Suzuki M, Zhou S Y, Hagino H, Niu L, Takahashi T, Kawasaki Y, Matsui M, Seto H, Ono T, Kurachi M
Department of Neuropsychiatry, Toyama Medical and Pharmaceutical University, Toyama, Japan.
Psychol Med. 2005 Apr;35(4):549-60. doi: 10.1017/s0033291704003885.
Schneider's first-rank symptoms involve an alienated feature of the sense of one's own mental or physical activity. To clarify the brain morphological basis for the production of these symptoms, volumes of the frontal and medial temporal regions and their clinical correlates were examined in patients with schizophrenia.

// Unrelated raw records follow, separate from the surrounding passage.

PR #3611, opened 2026-06-29
fix(theme): hover color of myGroup submenu items

rohitratannagar:
## Summary

  Replace class*= CSS attribute selectors with MUI styleOverrides.selected for
  BackstageSidebarItem and BackstageSidebarSubmenuItem.

  ### Problem
  The class*="BackstageSidebarItem-selected-" selectors relied on CSS class name substrings. In
  production, JSS can minify class names (e.g., jss4-123), breaking the match and losing selected
  styles in the cluster.

  ###Fix
  - Use styleOverrides.selected which merges at the JS level inside makeStyles — before class
  names are generated, so minification doesn't matter
  - Add BackstageSidebarSubmenuItem to the Components type (was missing)
  - Add !important to override hardcoded styles in the upstream components
## in cluster before changes
Screenshot 2026-06-29 at 1 53 28 PM

## after changes locally

https://github.com/user-attachments/assets/db5965a3-d1a4-4931-b31e-c28aa810032f

### DIFF
--- a/workspaces/theme/.changeset/fix-sidebar-selected-overrides.md
+++ b/workspaces/theme/.changeset/fix-sidebar-selected-overrides.md
@@ -1,0 +1,7 @@
+---
+'@red-hat-developer-hub/backstage-plugin-theme': patch
+---
+
+fix(theme): use MUI theme overrides for sidebar selected states instead of class name selectors
+
+Replaced `class*=` CSS selectors with proper `styleOverrides.selected` on `BackstageSidebarItem` and `BackstageSidebarSubmenuItem`. The previous `class*=` approach failed in production where JSS minifies class names.
--- a/workspaces/theme/plugins/theme/src/utils/createComponents.ts
+++ b/workspaces/theme/plugins/theme/src/utils/createComponents.ts
@@ -630,9 +630,9 @@ export const createComponents = (themeConfig: ThemeConfig): Components => {
       styleOverrides: {
         drawer: {
           gap: '0.25rem',
-          borderRight: `0.5rem solid ${sidebarBackgroundColor}`,
           paddingBottom: '1.5rem',
           backgroundColor: sidebarBackgroundColor,
+          alignItems: 'stretch',
           '& hr': {
             backgroundColor: general.sidebarDividerColor,
           },
@@ -652,7 +652,7 @@ export const createComponents = (themeConfig: ThemeConfig): Components => {
       styleOverrides: {
         root: {
           borderRadius: '6px',
-          width: 'calc(100% - 0.5rem) !important',
+          width: 'calc(100% - 1rem) !important',
           marginLeft: '0.5rem !important',
           textDecorationLine: 'none',
           '&:hover, &:focus-visible': {
--- a/workspaces/theme/plugins/theme/src/utils/createComponents.ts
+++ b/workspaces/theme/plugins/theme/src/utils/createComponents.ts
@@ -34,6 +34,7 @@ export type Components = UnifiedThemeOptions['components'] & {
   BackstageHeaderTabs?: Component;
   BackstageSidebar?: Component;
   BackstageSidebarItem?: Component;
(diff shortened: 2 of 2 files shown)


karthikjeeyar (commented):
There are a couple of observations:


1. Selected Submenu item does not have a background color in both RHDH light and dark themes. Where as backstage light/dark theme has selected background that clearly indicates the selected item. 



| Theme| Light | Dark |
| -------- | -------- | -------- |
| **Backstage**| Image| Screenshot 2026-06-30 at 10 12 38 AM |
| **RHDH**    |  Image   | Image  |


_Note: Backstage theme (Row 1) has the selected background color whereas RHDH doesn't_


---

2. Moving the mouse horizontally from the main menu (My Groups) to submenu item hides the submenu cotnainer, which makes is difficult for the user to interact with submenu. This happens only on the RHDH theme, and this issue can be also observed from the screenshots that is attached to this PR description.

https://github.com/user-attachments/assets/3ba9dffd-c067-4a72-a574-64af11a132e7

There is a padding in the main menu, that could cause the submenu to disappear when you move out of the main menu item. This padding isn't set in the default backstage theme, so it works seamlessly.

Image

---


@ShiranHi Please take a look at these issues, and let us know your thoughts on this?

rohitratannagar:
cc: @karthikjeeyar 

Selected submenu Items doesn't have background in RHDH,  because these values have been hardcoded in the backstage: [link](https://github.com/backstage/backstage/blob/master/packages/core-components/src/layout/Sidebar/SidebarSubmenuItem.tsx#L67C2-L67C29)
In RHDH one of the theme PR: [#2840 ](https://github.com/redhat-developer/rhdh-plugins/pull/2840), made the background color of selected sidebarItem and submenuItem same [here](https://github.com/redhat-developer/rhdh-plugins/pull/2840/changes#diff-8542adf66ed9b1012498d93dac98fe3e180676b6646854ba5e6669a0f835771cR637-R646). 

Since to preserve Backstage's inverted styling—where the sidebar and submenu use contrasting background colors—the selected submenu item intentionally does not have a background color, even when it is selected. This behavior is consistent with Backstage's implementation. 

And Since these changes [link](https://github.com/backstage/backstage/blob/master/packages/core-components/src/layout/Sidebar/SidebarSubmenuItem.tsx#L67C2-L67C29), does not reflect in the cluster, we do see that backstage hardcode color (#6f6f6f), it goes well with the backstage theme as their sidebar is almost same for both light and dark theme.

rohitratannagar:
And for that hardcoded color, I do have backstage pr=34741 up, and after it got merged we will have to override that color in rhdh theme palette

karthikjeeyar:
@rohitratannagar what is the status of this PR? are you looking into fixing the second issue I mentioned above?

rohitratannagar:
> @rohitratannagar what is the status of this PR? are you looking into fixing the second issue I mentioned above?

This issue does not occur in the RHDH, As the layout there has been set in a different way with it's some own additional css in [root.tsx](https://github.com/redhat-developer/rhdh/blob/main/packages/app/src/components/Root/Root.tsx) , so I doubt fixing it here may break the rhdh sidebar layout,  and we don't even add myGroup item in any of the workspace . But Still fixing it !!!

rohitratannagar:
cc: @karthikjeeyar 
for 2nd suggested fix:

Screenshot 2026-07-24 at 12 45 37 AM

Plz do verify changes in `rhdh-local | rhdh` as well

karthikjeeyar (approved):
Verified the changes in RHDH and rhdh-plugins

karthikjeeyar:
shall we merge this fix and have a follow up PR once your Backstage PR is merged ?

rohitratannagar:
> shall we merge this fix and have a follow up PR once your Backstage PR is merged ?

We can get it merged, as the upstream will be add on (with customizability of the sidebar submenu)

Twenty-two patients with schizophrenia and 44 age- and gender-matched healthy control subjects were included. All patients were in their psychotic episodes with definite Schneiderian symptoms, rated by using the Scale for Assessment of Positive Symptoms. Volumetric measurements of high-resolution magnetic resonance imaging were performed in the prefrontal area, cingulate gyrus, and precentral gyrus, and the medial temporal structures such as the amygdala, hippocampus, and parahippocampal gyrus.
Patients had significantly decreased volumes in the cingulate gray matter and the amygdala compared to controls. In the patient group, Schneiderian symptom severity showed significant inverse correlations with volumes of the right posterior cingulate gray matter and of the left anterior parahippocampal gyrus.
Schneiderian symptoms may be associated with morphological abnormalities in the limbic-paralimbic regions such as the cingulate gyrus and parahippocampal gyrus, which possibly serve the self-monitoring function and the coherent storage and reactivation of information.
施奈德首级症状涉及个体自身心理或身体活动感觉的疏离特征。为阐明这些症状产生的脑形态学基础,对精神分裂症患者的额叶和颞叶内侧区域体积及其临床相关性进行了研究。
纳入22例精神分裂症患者和44例年龄及性别匹配的健康对照者。所有患者均处于伴有明确施奈德症状的精神病发作期,使用阳性症状评定量表进行评定。对前额叶区域、扣带回和中央前回以及杏仁核、海马和海马旁回等颞叶内侧结构进行高分辨率磁共振成像体积测量。
与对照组相比,患者的扣带回灰质和杏仁核体积显著减小。在患者组中,施奈德症状严重程度与右侧后扣带回灰质和左侧前海马旁回体积呈显著负相关。
施奈德症状可能与扣带回和海马旁回等边缘-旁边缘区域的形态学异常有关,这些区域可能具有自我监测功能以及信息的连贯存储和再激活功能。